Your assignment — Please go through the records below and return every line holding the word "private".
━━━━
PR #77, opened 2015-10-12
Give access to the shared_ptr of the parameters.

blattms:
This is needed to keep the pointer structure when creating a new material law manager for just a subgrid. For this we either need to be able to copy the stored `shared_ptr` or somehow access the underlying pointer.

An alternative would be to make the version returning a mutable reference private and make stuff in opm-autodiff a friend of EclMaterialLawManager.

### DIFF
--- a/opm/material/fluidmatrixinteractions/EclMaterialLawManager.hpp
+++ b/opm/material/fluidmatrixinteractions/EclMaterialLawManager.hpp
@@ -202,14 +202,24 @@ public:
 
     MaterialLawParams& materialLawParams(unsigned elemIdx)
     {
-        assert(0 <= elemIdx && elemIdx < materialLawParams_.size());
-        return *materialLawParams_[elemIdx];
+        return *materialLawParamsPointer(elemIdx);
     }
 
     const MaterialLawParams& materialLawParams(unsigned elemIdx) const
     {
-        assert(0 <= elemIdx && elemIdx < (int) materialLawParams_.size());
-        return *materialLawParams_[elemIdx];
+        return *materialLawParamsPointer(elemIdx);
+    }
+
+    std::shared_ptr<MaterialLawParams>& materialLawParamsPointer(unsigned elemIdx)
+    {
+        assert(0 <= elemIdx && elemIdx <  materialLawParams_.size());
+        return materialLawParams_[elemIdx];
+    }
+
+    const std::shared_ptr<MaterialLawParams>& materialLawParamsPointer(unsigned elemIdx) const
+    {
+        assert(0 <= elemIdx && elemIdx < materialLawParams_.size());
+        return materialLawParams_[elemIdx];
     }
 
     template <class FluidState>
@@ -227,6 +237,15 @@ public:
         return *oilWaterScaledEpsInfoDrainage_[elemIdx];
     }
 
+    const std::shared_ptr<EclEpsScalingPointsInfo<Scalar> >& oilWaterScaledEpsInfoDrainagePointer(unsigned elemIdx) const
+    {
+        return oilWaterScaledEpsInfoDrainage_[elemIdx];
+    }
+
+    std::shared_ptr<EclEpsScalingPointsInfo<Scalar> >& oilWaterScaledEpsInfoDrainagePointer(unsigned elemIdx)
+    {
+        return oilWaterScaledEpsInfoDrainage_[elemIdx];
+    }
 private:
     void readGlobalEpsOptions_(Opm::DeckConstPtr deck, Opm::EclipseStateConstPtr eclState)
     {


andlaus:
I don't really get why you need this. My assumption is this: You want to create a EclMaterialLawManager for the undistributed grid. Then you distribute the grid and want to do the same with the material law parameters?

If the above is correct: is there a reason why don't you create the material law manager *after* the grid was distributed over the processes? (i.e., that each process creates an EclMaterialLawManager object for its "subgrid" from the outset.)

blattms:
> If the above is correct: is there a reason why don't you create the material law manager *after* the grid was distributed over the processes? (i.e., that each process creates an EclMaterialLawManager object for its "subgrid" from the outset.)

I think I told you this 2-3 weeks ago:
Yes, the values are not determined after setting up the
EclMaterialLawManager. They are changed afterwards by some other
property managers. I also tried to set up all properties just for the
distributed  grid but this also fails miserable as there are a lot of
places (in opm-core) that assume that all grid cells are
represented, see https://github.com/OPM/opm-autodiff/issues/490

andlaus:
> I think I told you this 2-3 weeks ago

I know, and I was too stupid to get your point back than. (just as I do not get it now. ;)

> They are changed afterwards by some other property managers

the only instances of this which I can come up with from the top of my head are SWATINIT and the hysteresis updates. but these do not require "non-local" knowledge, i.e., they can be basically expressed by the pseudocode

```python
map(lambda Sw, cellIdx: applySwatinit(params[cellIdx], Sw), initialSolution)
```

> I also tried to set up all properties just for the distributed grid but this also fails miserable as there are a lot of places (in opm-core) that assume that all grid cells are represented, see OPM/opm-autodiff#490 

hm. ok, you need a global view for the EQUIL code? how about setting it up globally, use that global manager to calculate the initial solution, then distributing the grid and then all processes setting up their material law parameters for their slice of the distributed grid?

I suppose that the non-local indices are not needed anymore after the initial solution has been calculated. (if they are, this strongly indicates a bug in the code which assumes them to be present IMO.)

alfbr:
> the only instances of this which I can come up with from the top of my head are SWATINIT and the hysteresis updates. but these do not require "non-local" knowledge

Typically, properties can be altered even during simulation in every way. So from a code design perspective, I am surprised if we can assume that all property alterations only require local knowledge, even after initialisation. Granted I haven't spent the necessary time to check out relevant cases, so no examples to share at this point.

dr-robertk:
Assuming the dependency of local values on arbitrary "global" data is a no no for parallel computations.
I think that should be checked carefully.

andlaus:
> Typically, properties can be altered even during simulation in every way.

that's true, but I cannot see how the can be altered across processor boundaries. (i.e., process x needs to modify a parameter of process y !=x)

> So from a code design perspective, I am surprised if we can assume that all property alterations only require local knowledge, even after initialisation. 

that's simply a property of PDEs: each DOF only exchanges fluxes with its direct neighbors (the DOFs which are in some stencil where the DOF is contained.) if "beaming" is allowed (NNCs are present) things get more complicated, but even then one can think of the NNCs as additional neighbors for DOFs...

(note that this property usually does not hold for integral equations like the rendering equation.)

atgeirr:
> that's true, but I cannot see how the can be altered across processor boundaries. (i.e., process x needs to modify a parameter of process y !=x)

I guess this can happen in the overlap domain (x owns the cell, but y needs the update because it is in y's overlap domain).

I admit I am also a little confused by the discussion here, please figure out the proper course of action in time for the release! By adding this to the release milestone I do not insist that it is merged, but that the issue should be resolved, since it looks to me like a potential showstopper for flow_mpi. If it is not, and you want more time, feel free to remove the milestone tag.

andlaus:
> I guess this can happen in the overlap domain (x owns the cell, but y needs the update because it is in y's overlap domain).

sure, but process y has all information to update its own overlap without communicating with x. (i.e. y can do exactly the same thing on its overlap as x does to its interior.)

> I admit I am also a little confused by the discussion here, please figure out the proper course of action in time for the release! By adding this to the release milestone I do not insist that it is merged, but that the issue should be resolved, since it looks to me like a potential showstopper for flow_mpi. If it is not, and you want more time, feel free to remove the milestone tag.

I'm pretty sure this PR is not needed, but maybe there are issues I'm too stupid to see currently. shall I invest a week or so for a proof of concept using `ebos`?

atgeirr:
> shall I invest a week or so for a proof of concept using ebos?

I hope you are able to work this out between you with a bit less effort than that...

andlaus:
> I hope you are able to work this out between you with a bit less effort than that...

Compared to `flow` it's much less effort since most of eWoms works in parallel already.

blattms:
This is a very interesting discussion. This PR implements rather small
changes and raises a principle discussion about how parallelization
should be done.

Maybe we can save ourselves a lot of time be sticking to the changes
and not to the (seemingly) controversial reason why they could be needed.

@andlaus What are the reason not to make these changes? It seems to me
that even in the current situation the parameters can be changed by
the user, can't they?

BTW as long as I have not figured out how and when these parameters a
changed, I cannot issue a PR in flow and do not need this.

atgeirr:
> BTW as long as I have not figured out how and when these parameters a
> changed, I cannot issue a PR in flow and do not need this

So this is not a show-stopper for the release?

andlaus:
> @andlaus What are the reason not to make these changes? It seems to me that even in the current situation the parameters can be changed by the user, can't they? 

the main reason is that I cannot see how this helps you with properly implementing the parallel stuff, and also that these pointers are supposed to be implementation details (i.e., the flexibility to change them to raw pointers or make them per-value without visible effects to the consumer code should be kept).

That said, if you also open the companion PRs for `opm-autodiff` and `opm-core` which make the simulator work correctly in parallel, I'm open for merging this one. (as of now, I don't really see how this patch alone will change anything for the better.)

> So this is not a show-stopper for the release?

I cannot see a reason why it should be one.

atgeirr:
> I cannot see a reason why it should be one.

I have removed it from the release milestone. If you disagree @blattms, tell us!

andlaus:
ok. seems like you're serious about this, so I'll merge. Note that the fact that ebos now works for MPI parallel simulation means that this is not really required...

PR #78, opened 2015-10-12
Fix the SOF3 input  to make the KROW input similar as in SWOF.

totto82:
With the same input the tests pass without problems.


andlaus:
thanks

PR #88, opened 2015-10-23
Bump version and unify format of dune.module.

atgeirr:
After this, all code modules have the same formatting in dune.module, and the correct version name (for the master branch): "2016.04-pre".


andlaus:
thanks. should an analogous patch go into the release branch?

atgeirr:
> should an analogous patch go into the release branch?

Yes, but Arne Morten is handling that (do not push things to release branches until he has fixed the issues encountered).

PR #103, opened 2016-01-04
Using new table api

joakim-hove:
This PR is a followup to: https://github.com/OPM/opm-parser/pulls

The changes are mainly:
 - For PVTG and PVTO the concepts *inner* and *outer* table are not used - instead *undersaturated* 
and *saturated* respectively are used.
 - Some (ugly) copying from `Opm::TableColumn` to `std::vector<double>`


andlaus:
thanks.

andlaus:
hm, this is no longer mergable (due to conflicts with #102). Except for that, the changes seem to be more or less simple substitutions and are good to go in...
━━━━
Answer below —
An alternative would be to make the version returning a mutable reference private and make stuff in opm-autodiff a friend of EclMaterialLawManager.
 private:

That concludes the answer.